Mamuju, 8enam.com.-Sektor pariwisata Sulawesi Barat mencatatkan tinta emas di panggung nasional. Untuk pertama kalinya, Provinsi Sulawesi Barat berhasil meloloskan tiga event unggulan sekaligus ke dalam daftar Top 125 Karisma Event Nusantara (KEN) 2026 yang dirilis oleh Kemenparekraf RI.
Ketiga event yang berhasil memukau kurator nasional tersebut adalah Mandar Culture Festival (Polman), Manakarra Fair (Mamuju), dan Sandeq Silumba (Polman). Prestasi ini menjadi kado istimewa bagi masyarakat Sulbar di awal tahun 2026.
Menyisihkan Ratusan Event Nasional
Kepala Bidang Pemasaran Dispoparekraf Sulbar, Abdy Yansya, menjelaskan bahwa pencapaian ini diraih melalui proses kurasi yang sangat ketat. Dari total 582 event yang diusulkan oleh seluruh provinsi di Indonesia, hanya 125 event yang dinyatakan layak menyandang predikat KEN 2026.
”Tahun ini adalah pertama kalinya Sulbar meloloskan tiga event sekaligus. Ini menunjukkan daya saing kearifan lokal kita semakin diakui secara nasional dan memiliki standar penyelenggaraan yang mumpuni,” ujar Abdy.
Tiga Pilar Budaya dan Kreativitas
Ketiga event yang lolos memiliki karakteristik unik yang menjadi representasi identitas Sulawesi Barat:
- Mandar Culture Festival: Menonjolkan kedalaman adat dan tradisi luhur suku Mandar.

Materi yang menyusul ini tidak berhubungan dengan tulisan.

PR #1517, opened 2025-01-07
Incr expired_keys if the expiration time is already expired

RayaCoo:
This PR modifies two parts of the `deleteExpiredKeyFromOverwriteAndPropagate` function, which is called when the expiration time has already expired.
* change Keyspace Event notify from `GENERIC-del` to `EXPIRED-expired`. 
Since this delete operation is triggered by EXPIRE, and the flag pass to `dbGenericDeleteWithDictIndex` is `DB_FLAG_KEY_EXPIRED`, which is used to notify module, maybe we should align the behavior and send Keyspace Event notify like `deleteExpiredKeyAndPropagateWithDictIndex` did.
* As i said befoce, this del operation is triggered by EXPIRE, maybe increasing `server.stat_expiredkeys` in this case could more accurately reflect the number of keys deleted due to expiration.

### DIFF
--- a/src/db.c
+++ b/src/db.c
@@ -1860,7 +1860,8 @@ void deleteExpiredKeyFromOverwriteAndPropagate(client *c, robj *keyobj) {
     robj *aux = server.lazyfree_lazy_expire ? shared.unlink : shared.del;
     rewriteClientCommandVector(c, 2, aux, keyobj);
     signalModifiedKey(c, c->db, keyobj);
-    notifyKeyspaceEvent(NOTIFY_GENERIC, "del", keyobj, c->db->id);
+    notifyKeyspaceEvent(NOTIFY_EXPIRED, "expired", keyobj, c->db->id);
+    server.stat_expiredkeys++;
 }
 
 /* Propagate an implicit key deletion into replicas and the AOF file.
--- a/tests/unit/expire.tcl
+++ b/tests/unit/expire.tcl
@@ -142,6 +142,31 @@ start_server {tags {"expire"}} {
         list $e $f
     } {somevalue {}}
 
+    test {EXPIRE / EXPIREAT / PEXPIRE / PEXPIREAT Expiration time is already expired} {
+        set prev_expired [s expired_keys]
+        r del x
+
+        r set x somevalue
+        r expire x -1
+        assert_equal {0} [r exists x]
+        assert_equal {1} [expr {[s expired_keys] - $prev_expired}]
+
+        r set x somevalue
+        r expireat x [expr [clock seconds] - 1]
+        assert_equal {0} [r exists x]
+        assert_equal {2}  [expr {[s expired_keys] - $prev_expired}]
+
+        r set x somevalue
+        r pexpire x -1
+        assert_equal {0} [r exists x]
+        assert_equal {3}  [expr {[s expired_keys] - $prev_expired}]
+
+        r set x somevalue
+        r pexpireat x [expr [clock milliseconds] - 1]
+        assert_equal {0} [r exists x]
+        assert_equal {4}  [expr {[s expired_keys] - $prev_expired}]
+    }
+
     test {TTL returns time to live in seconds} {
         r del x
         r setex x 10 somevalue
--- a/tests/unit/expire.tcl
+++ b/tests/unit/expire.tcl
@@ -143,28 +143,28 @@ start_server {tags {"expire"}} {
     } {somevalue {}}
 
     test {EXPIRE / EXPIREAT / PEXPIRE / PEXPIREAT Expiration time is already expired} {
-        set prev_expired [s expired_keys]
-        r del x
+        r flushall
+        r config resetstat
 
         r set x somevalue
         r expire x -1
         assert_equal {0} [r exists x]
-        assert_equal {1} [expr {[s expired_keys] - $prev_expired}]
+        assert_equal {1} [s expired_keys]
 
         r set x somevalue
         r expireat x [expr [clock seconds] - 1]
         assert_equal {0} [r exists x]
-        assert_equal {2}  [expr {[s expired_keys] - $prev_expired}]
+        assert_equal {2}  [s expired_keys]
 
         r set x somevalue
-        r pexpire x -1
+        r pexpire x -1000
         assert_equal {0} [r exists x]
-        assert_equal {3}  [expr {[s expired_keys] - $prev_expired}]
+        assert_equal {3} [s expired_keys]
 
         r set x somevalue
-        r pexpireat x [expr [clock milliseconds] - 1]
+        r pexpireat x [expr [clock milliseconds] - 1000]
         assert_equal {0} [r exists x]
-        assert_equal {4}  [expr {[s expired_keys] - $prev_expired}]
+        assert_equal {4} [s expired_keys]
     }
 
     test {TTL returns time to live in seconds} {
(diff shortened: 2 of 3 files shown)


soloestoy:
The core of this issue is whether we should consider setting an expired time for a key as a delete operation or an expiration.

I believe it should be considered as expiration because the user's intended action is to set an expire time for the key. However, due to some reasons (such as operational delays), the time has already passed. Nonetheless, the key is still deleted due to expiration. Therefore, in terms of statistics and notifications, it should be counted as expiration-based deletion.

Additionally, we have already sent notifications regarding the expiration for the module:
```c
void deleteExpiredKeyFromOverwriteAndPropagate(client *c, robj *keyobj) {
    int deleted = dbGenericDelete(c->db, keyobj, server.lazyfree_lazy_expire, DB_FLAG_KEY_EXPIRED);

int dbGenericDelete(serverDb *db, robj *key, int async, int flags) {
    int dict_index = getKVStoreIndexForKey(key->ptr);
    return dbGenericDeleteWithDictIndex(db, key, async, flags, dict_index);
}

int dbGenericDeleteWithDictIndex(serverDb *db, robj *key, int async, int flags, int dict_index) {
    hashtablePosition pos;
    void **ref = kvstoreHashtableTwoPhasePopFindRef(db->keys, dict_index, key->ptr, &pos);
    if (ref != NULL) {
        robj *val = *ref;
        /* VM_StringDMA may call dbUnshareStringValue which may free val, so we
         * need to incr to retain val */
        incrRefCount(val);
        /* Tells the module that the key has been unlinked from the database. */
        moduleNotifyKeyUnlink(key, val, db->id, flags);

```

However, there is a change here: the notification has been changed from `GENERIC-del` to `EXPIRED-expired`. This might be a potential breaking change, but theoretically, the actual impact should be minimal. Typically, if there's a concern about a key being deleted, the generic, expired, and evicted events would all be subscribed to. @valkey-io/core-team PTAL

tests/unit/expire.tcl
```diff
@@ -142,6 +142,31 @@ start_server {tags {"expire"}} {
         list $e $f
     } {somevalue {}}
 
+    test {EXPIRE / EXPIREAT / PEXPIRE / PEXPIREAT Expiration time is already expired} {
+        set prev_expired [s expired_keys]
+        r del x
```
enjoy-binbin: i guess we can just do these, and then when doing the assert_equal, we can `assert_equal {1} [s expired_keys]`, so we dont need the extra prev_expired var. Doing the flushall also make sure there is no chance the other test keys leftover and make it flaky
```suggestion
        r flushall
        r config resetstat
```

tests/unit/expire.tcl
```diff
@@ -142,6 +142,31 @@ start_server {tags {"expire"}} {
...
+        assert_equal {0} [r exists x]
+        assert_equal {2}  [expr {[s expired_keys] - $prev_expired}]
+
+        r set x somevalue
+        r pexpire x -1
+        assert_equal {0} [r exists x]
+        assert_equal {3}  [expr {[s expired_keys] - $prev_expired}]
+
+        r set x somevalue
+        r pexpireat x [expr [clock milliseconds] - 1]
```
enjoy-binbin: lets also incr it to avoid the timing issue.
```suggestion
        r pexpireat x [expr [clock milliseconds] - 1000]
```

enjoy-binbin (approved):
overall make sense to me.

tests/unit/expire.tcl
RayCao99: Done

tests/unit/expire.tcl
RayCao99: Done

madolson:
> This might be a potential breaking change, but theoretically, the actual impact should be minimal.

Yeah, I think at the very least this needs to be marked as a breaking change, since we are changing the event type. Even if the new behavior is more correct, it's such a long standing behavior someone might have coded around it.

soloestoy (approved):

soloestoy:
since it's a breaking change (very small), @valkey-io/core-team please vote

src/db.c
```diff
@@ -1860,7 +1860,8 @@ void deleteExpiredKeyFromOverwriteAndPropagate(client *c, robj *keyobj) {
     robj *aux = server.lazyfree_lazy_expire ? shared.unlink : shared.del;
     rewriteClientCommandVector(c, 2, aux, keyobj);
     signalModifiedKey(c, c->db, keyobj);
-    notifyKeyspaceEvent(NOTIFY_GENERIC, "del", keyobj, c->db->id);
+    notifyKeyspaceEvent(NOTIFY_EXPIRED, "expired", keyobj, c->db->id);
```
zuiderkwast, line 1863: ~~What's the difference between `expire` and `expired` event?~~ I think the difference between "expire" and "expired" is clear in the docs.

In the docs I can find for "expired":

> * Every time a key with a time to live associated is removed from the data set because it expired, an expired event is generated.

and for "expire" event:

> * EXPIRE and all its variants (PEXPIRE, EXPIREAT, PEXPIREAT) generate an expire event when called with a positive timeout (or a future timestamp).  Note that when  these  com‐
         mands are called with a negative timeout value or timestamp in the past, the key is deleted and only a del event is generated instead.

This seems to me like a bug fix. A key expiration is supposed to trigger an `expired` event. A `del` event seems like a bug. Or am I missing anything?

soloestoy: you can find "expired" in active expire path: `activeExpireCycleTryExpire` -> `deleteExpiredKeyAndPropagate` -> `deleteExpiredKeyAndPropagateWithDictIndex`

zuiderkwast: Thanks. Yes I found it.

Shall we postpone the breaking change to 9.0?

soloestoy: i think 8.1 is ok, it's a very very small change maybe even not breaking.

zuiderkwast: If we do it in 8.1, we can describe it as a bug fix. It looks better than a breaking change in a minor version.

But let's be sure we know what we are doing. We have done some mistakes before such as #1537 and #1228. We often think that small things like that will not be a problem.

@madolson said

> Even if the new behavior is more correct, it's such a long standing behavior someone might have coded around it.

soloestoy: I'm very sure what it is : )

ranshid:
Added the client-changes-needed since it MIGHT impact some client code managing client side caching

hwware:
The change totally makes sense to me. Approved

src/db.c
zuiderkwast: > I'm very sure what it is : )

What is it exactly?

If it's a breaking change, we shouldn't release it in a minor version.

* Breaking change → release in 9.0.
* Not breaking change → release in 8.1 and remove the breaking-change label.

soloestoy: This is a bugfix, but it might also introduce a breaking change. These two are not mutually exclusive, and I don't understand why it has to be an either-or situation.

zuiderkwast: Because we use semantic versioning. It's the only reason.

Major version must be incremented if we introduce backward incompatible API changes.

If the public documented API is not changed, then we are just fixing incorrect behaviour. Then a patch release is enough.

https://semver.org

soloestoy: OK, this PR doesn't introduce API changes, I removed the breaking-change flag, and 8.1 is the right way

mcollina:
This should not impact iovalkey at all.

PR #1519, opened 2025-01-07
add paused_actions for INFO Clients

soloestoy:
Add `paused_actions` and `paused_timeout_milliseconds` for INFO Clients to inform users about if clients are paused.

### DIFF
--- a/src/server.c
+++ b/src/server.c
@@ -5941,7 +5941,7 @@ sds genValkeyInfoString(dict *section_dict, int all_sections, int everything) {
                 "instantaneous_eventloop_cycles_per_sec:%llu\r\n", getInstantaneousMetric(STATS_METRIC_EL_CYCLE),
                 "instantaneous_eventloop_duration_usec:%llu\r\n", getInstantaneousMetric(STATS_METRIC_EL_DURATION),
                 "paused_actions:%s\r\n", paused_actions,
-                "paused_timeout:%lld\r\n", paused_timeout));
+                "paused_timeout_milliseconds:%lld\r\n", paused_timeout));
         info = genValkeyInfoStringACLStats(info);
     }
 
--- a/src/server.c
+++ b/src/server.c
@@ -5649,6 +5649,17 @@ sds genValkeyInfoString(dict *section_dict, int all_sections, int everything) {
         unsigned long blocking_keys, blocking_keys_on_nokey, watched_keys;
         getExpansiveClientsInfo(&maxin, &maxout);
         totalNumberOfStatefulKeys(&blocking_keys, &blocking_keys_on_nokey, &watched_keys);
+
+        char *paused_actions = "none";
+        long long paused_timeout = 0;
+        if (server.paused_actions & PAUSE_ACTION_CLIENT_ALL) {
+            paused_actions = "all";
+            paused_timeout = getPausedActionTimeout(PAUSE_ACTION_CLIENT_ALL);
+        } else if (server.paused_actions & PAUSE_ACTION_CLIENT_WRITE) {
+            paused_actions = "write";
+            paused_timeout = getPausedActionTimeout(PAUSE_ACTION_CLIENT_WRITE);
+        }
+
         if (sections++) info = sdscat(info, "\r\n");
         info = sdscatprintf(
             info,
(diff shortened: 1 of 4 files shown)


src/server.c
```diff
@@ -5863,6 +5863,8 @@ sds genValkeyInfoString(dict *section_dict, int all_sections, int everything) {
             server.stat_last_eviction_exceeded_time ? (long long)elapsedUs(server.stat_last_eviction_exceeded_time) : 0;
         long long current_active_defrag_time =
             server.stat_last_active_defrag_time ? (long long)elapsedUs(server.stat_last_active_defrag_time) : 0;
+        char *paused_actions = server.paused_actions & PAUSE_ACTION_CLIENT_ALL ? "all" : server.paused_actions & PAUSE_ACTION_CLIENT_WRITE ? "write"
```
madolson: Paused actions will never return "all" right? If it's all, it won't execute the command running "all". It's fine, but just worth mentioning this will only show write or none.

madolson (commented):
I think this is a good info field to add.

madolson (approved):
Just fix the format error and it's good for me.

tests/unit/pause.tcl
```diff
@@ -1,4 +1,19 @@
 start_server {tags {"pause network"}} {
+    test "Test check paused_actions in info stats" {
+        assert_equal [s paused_actions] "none"
+
+        r client PAUSE 10000 WRITE
+        assert_equal [s paused_actions] "write"
+        r client unpause
+
+        r multi
+        r client PAUSE 1000 All
```
hpatro: nit pick: I find it weird seeing it in mixed case :| . Could we write it in lower or upper case?

```suggestion
        r client PAUSE 1000 ALL
```

src/server.c
```diff
@@ -5930,7 +5932,8 @@ sds genValkeyInfoString(dict *section_dict, int all_sections, int everything) {
                 "eventloop_duration_sum:%llu\r\n", server.duration_stats[EL_DURATION_TYPE_EL].sum,
                 "eventloop_duration_cmd_sum:%llu\r\n", server.duration_stats[EL_DURATION_TYPE_CMD].sum,
                 "instantaneous_eventloop_cycles_per_sec:%llu\r\n", getInstantaneousMetric(STATS_METRIC_EL_CYCLE),
-                "instantaneous_eventloop_duration_usec:%llu\r\n", getInstantaneousMetric(STATS_METRIC_EL_DURATION)));
+                "instantaneous_eventloop_duration_usec:%llu\r\n", getInstantaneousMetric(STATS_METRIC_EL_DURATION),
+                "paused_actions:%s\r\n", paused_actions));
```
artikell: The end time of the paused action is also a key information. Is this considered for inclusion?

madolson: It makes sense to me, I would be okay adding it.

hwware:
I am confused why this pr is tagged as major-decision-pending?

madolson:
@hwware New info fields. I thought I posted a message, but maybe I forgot. @valkey-io/core-team I suppose the major decision is if people are okay with the new info fields listed. (Maybe also including the one @artikell suggested).

zuiderkwast:
This field will be "none" most of the time, right? If we add many fields like this, is the size of the INFO reply a concern?

I remember for the graceful shutdown feature, we added a field that is only present during shutdown:

> * **shutdown_in_milliseconds**: The maximum time remaining for replicas to catch up the replication before completing the shutdown sequence.  This field is only present during shutdown.

In the same way, I wanted to add the availability_zone in HELLO reply only if it's non-empty, to avoid bloating the reply with a field that's always empty for many users.

enjoy-binbin:
this make sense to me, i also mention this in https://github.com/valkey-io/valkey/pull/1131#issuecomment-2401188840. I would also want a purpose field if we add the action.

hwware:
@valkey-io/core-team Although it is approved, status is still major-decision pending, can we just have a vote for it?

zuiderkwast:
The "stats" section is maybe wrong? Isn't it better to put it in another INFO section?

soloestoy:
@zuiderkwast which section you think is better?

zuiderkwast:
`Clients` section is better? Paused is about paused clients.

Stats is counters of various information. `paused_actions` is just the current state, so not really stats.

soloestoy:
`Clients` makes sense, since it is from `CLIENT PAUSE` command

madolson:
I was going to suggest client or server, since it's server side state. I don't feel strongly to change it, I also agreed I thought stats was the wrong place.

PR #1524, opened 2025-01-07
Add `availability_zone` to the HELLO command history

rueian:
This PR is for https://github.com/valkey-io/valkey/pull/1487.

### DIFF
--- a/src/commands.def
+++ b/src/commands.def
@@ -1719,6 +1719,7 @@ struct COMMAND_ARG ECHO_Args[] = {
 #ifndef SKIP_CMD_HISTORY_TABLE
 /* HELLO history */
 commandHistory HELLO_History[] = {
+{"8.1.0","A new `availability_zone` field is added to the response if the `availability_zone` config is set."},
 {"6.2.0","`protover` made optional; when called without arguments the command reports the current connection's context."},
 };
 #endif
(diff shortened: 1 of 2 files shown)


madolson (approved):
Oops, good followup. We should find a way to add some type of failure on the history, since I know we miss this periodically.

madolson:
@rueian You also need to run `make` and update the commands.def file.

rueian:
> @rueian You also need to run `make` and update the commands.def file.

Oh, thanks for reminding me about that! I have updated the commands.def file.

enjoy-binbin (approved):

src/commands.def
```diff
@@ -1719,6 +1719,7 @@ struct COMMAND_ARG ECHO_Args[] = {
 #ifndef SKIP_CMD_HISTORY_TABLE
 /* HELLO history */
 commandHistory HELLO_History[] = {
+{"8.1.0","A new `availability_zone` field is added to the response if the `availability_zone` config is set."},
```
enjoy-binbin:
```suggestion
{"8.1.0","A new `availability_zone` field is added to the response if the `availability-zone` config is set."},
```

src/commands/hello.json
```diff
@@ -7,6 +7,10 @@
         "arity": -1,
         "function": "helloCommand",
         "history": [
+            [
+                "8.1.0",
+                "A new `availability_zone` field is added to the response if the `availability_zone` config is set."
```
enjoy-binbin:
```suggestion
                "A new `availability_zone` field is added to the response if the `availability-zone` config is set."
```

rueian:
Thank you @enjoy-binbin for the correction!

- Manakarra Fair: Perpaduan modernitas, seni pertunjukan, dan etalase kebangkitan UMKM lokal.
- Sandeq Silumba: Menampilkan ketangguhan perahu tradisional Sandeq sebagai ikon maritim dunia.
Dorong Ekonomi Inklusif SDK-JSM
Kepala Dinas Pemuda, Olahraga, Pariwisata, dan Ekonomi Kreatif (Dispoparekraf) Sulbar, Bau Akram, menyatakan rasa bangganya atas kolaborasi lintas sektor yang telah terbangun. Capaian ini selaras dengan misi Gubernur Suhardi Duka (SDK) dan Wakil Gubernur Salim S. Mengga (JSM) dalam mendorong pertumbuhan ekonomi inklusif.
“Prestasi ini hasil kerja keras pemerintah daerah, pelaku seni, dan komunitas kreatif. Masuknya kita ke KEN 2026 bukan sekadar label, tapi merupakan alat promosi kuat untuk meningkatkan kunjungan wisatawan dan kesejahteraan pelaku ekonomi kreatif di Sulbar,” tegas Bau Akram.
Dengan pengakuan nasional ini, Sulawesi Barat semakin mantap memposisikan diri sebagai destinasi wisata budaya dan bahari yang wajib dikunjungi, sekaligus memacu optimisme pertumbuhan ekonomi di sektor kreatif. (Rls)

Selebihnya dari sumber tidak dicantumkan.